*TASK DIRECTIONS*
Filter the entries below down to the lines that hold "package".

*SUPPLIED ENTRIES*
PR #509, opened 2018-06-13
Update vulnerable versions of dependency modules.

roland-vachter:
🐿 v2.9.0

### DIFF
--- a/package.json
+++ b/package.json
@@ -19,7 +19,7 @@
     "denodeify": "^1.2.0",
     "dotenv": "^1.2.0",
     "fetchres": "^1.0.4",
-    "foreman": "^1.4.1",
+    "foreman": "^3.0.0",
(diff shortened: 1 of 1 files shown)


package.json
```diff
@@ -39,7 +39,7 @@
     "express": "^4.13.3",
     "fetch-mock": "^3.0.0",
     "lintspaces-cli": "^0.1.1",
-    "mocha": "^2.2.4",
+    "mocha": "^5.0.0",
```
adgad: Do you now need to add `--exit` after the `mocha` command?

roland-vachter: --exit                                  force shutdown of the event loop after test run: mocha will call process.exit

roland-vachter: Normally you shouldn't use --exit as far as I understand.

PR #511, opened 2018-07-25
serviceData has `system.code`s, not `system.systemCode`s

adambraimbridge:
See: https://circleci.com/gh/Financial-Times/rich/107

image


simonplend:
I was pondering this last night. What about if we removed the check against system code entirely? It's been broken for a long time and I think it would simplify things if we only did lookup based on name.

*SOLUTION FOR THIS TASK*
--- a/package.json
+++ b/package.json
package.json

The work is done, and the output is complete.